Julia Sampson Hayward
- Full name: Julia Anne Sampson Hayward
- Country (sports): United States
- Born: February 2, 1934 Los Angeles, California, US
- Died: December 27, 2011 (aged 77) Newport Beach, California, US
- Retired: 1958

Singles

Grand Slam singles results
- Australian Open: F (1953)
- French Open: 3R (1953)
- Wimbledon: QF (1953)
- US Open: 3R (1952)

Doubles

Grand Slam doubles results
- Australian Open: W (1953)
- French Open: F (1953)
- Wimbledon: F (1953)

Grand Slam mixed doubles results
- Australian Open: W (1953)
- US Open: F (1953)

= Julia Sampson Hayward =

American tennis player

Julia Ann Sampson Hayward (née Sampson; February 2, 1934 – December 27, 2011) was a female tennis player from the United States who was active in the 1950s. She won two Grand Slam titles in doubles.

==Tennis career==
As the second seeded foreign player, Sampson reached the singles final of the 1953 Australian Championships, losing to Maureen Connolly in straight sets.
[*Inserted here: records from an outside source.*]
PR #5010, opened 2023-02-19
[NUI.Scene3D] Change native default camera create API

hinohie:
Change default camera generate API as 3D engine style.

### API Changes ###

 - ACR:


jaehyun0cho (approved):
LGTM

PR #5012, opened 2023-02-20
[NUI] Remove unused code in NUI

AdunFang:
### API Changes ###

 - ACR:


src/Tizen.NUI/src/public/BaseComponents/View.cs
```diff
@@ -711,24 +690,6 @@ public Color BorderlineColor
             }
         }
 
-        /// <summary>
-        /// The color selector for the borderline of the View.
-        /// Like BackgroundColor, color selector typed BorderlineColor should be used in ViewStyle only.
-        /// So this API is internally used only.
-        /// </summary>
-        internal Selector<Color> BorderlineColorSelector
```
hinohie, line 719: As I know, BorderlineColorSelector added due to the APP side request.
@Jaehyun-Cho  Could you check this is removable?

src/Tizen.NUI/src/public/BaseComponents/ViewEnum.cs
```diff
@@ -199,11 +199,9 @@ internal class Property
             internal static readonly int ParentOrigin = Interop.ActorProperty.ParentOriginGet();
             internal static readonly int ParentOriginX = Interop.ActorProperty.ParentOriginXGet();
```
hinohie, line 200: Is there any usage with `ParentOriginX` and `ParentOriginY`, instead of `ParentOriginZ`?

src/Tizen.NUI/src/public/BaseComponents/View.cs
rabbitfor: I'm afraid it is used in `ViewStyle` class. Please check `ViewStyle.BorderlineColorSelector`.
When `ApplyStyle()`, all properties in ViewStyle class are copied to the corresponding View.
You need to remove both `View.BorderlineColorSelector` and `ViewStyle.BorderlineColorSelector`, or none of them.
But please note that `ViewStyle.BorderlineColorSelector` is currently used in `Tizen.NUI.Components.DefaultThemeCreator.Create()` to decorate outlined button.

AdunFang: Hi, Ms. Yang
Because the View doesn't has the property BorderlineColorSelectorProperty, so it will not copy from ViewStyle to View.

AdunFang: Hi, Ms. Yang
Because the View doesn't has the property BorderlineColorSelectorProperty, so it will not copy from ViewStyle to View.

rabbitfor: `ViewStyle.BorderlineColorSelector` is currently used in `Tizen.NUI.Components.DefaultThemeCreator.Create()` to decorate outlined button.
As fas as I know, if you remove `View.BorderlineColorSelector`, the look of outlined button will change because the value of `ViewStyle.BorderlineColorSelector will not copy to the `View.BorderlineColorSelector.

PR #5014, opened 2023-02-20
[NUI] Fix button bugs and improve switch.

rabbitfor:
* Button's
IconOrientation bug In the previous code, when the IconOrientation property changed, the LayoutItems() was called and it created a new layout. But in case the button was inside another layout, the behaviour described above caused unexpect look. Therefore I fixed it by changing orientation related properties to the existing layout instead of creating a new layout.

* Improve switch and extension relationship
The switch extension does not register any event handler to the switch components anymore.

### API Changes ###

 - ACR:


jaehyun0cho (approved):
LGTM

PR #5023, opened 2023-02-20
[NUI] Fix Slider thumb position by adding SliderStyle.ThumbMaximumSize

jaehyun0cho:
Slider thumb position is calculated by using the track length. The track length was calculated by subtracting the thumb image size from the slider size.
Thumb image size changes by its control state.
e.g. normal size is (26, 26) and pressed size is (40, 40). So the right end position of the thumb changes by its control state.

To resolve the above, the thumb position is calculated by using the maximum size of the thumb image all the time.
e.g. pressed size (40, 40) is used for the thumb position calculation.

To use the maximum size of the thumb image, ThumbMaximumSize is added to SliderStyle.

### API Changes ###

 - ACR:

### DIFF
--- a/src/Tizen.NUI.Components/Style/SliderStyle.cs
+++ b/src/Tizen.NUI.Components/Style/SliderStyle.cs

Sampson and Rex Hartwig teamed to win the mixed doubles title at the 1953 Australian Championships, defeating Connolly and Ham Richardson in the final 6–4, 6–3. Sampson and Hartwig reached the mixed doubles final at the 1953 U.S. Championships, losing to Doris Hart and Vic Seixas 6–2, 4–6, 6–4.

Connolly and Sampson teamed to win the women's doubles title at the 1953 Australian Championships, defeating Mary Bevis Hawton and Beryl Penrose in the final 6–4, 6–2. At both the French Championships and Wimbledon in 1953, Connolly and Sampson lost in the final to Doris Hart and Shirley Fry Irvin. The score in the Wimbledon final was 6–0, 6–0, which was the only double bagel in the history of Wimbledon women's doubles finals until the 2017 championships. At the 1953 U.S. Championships, Connolly and Sampson once more lost to Hart and Irvin, again in the final 6–4, 6–3.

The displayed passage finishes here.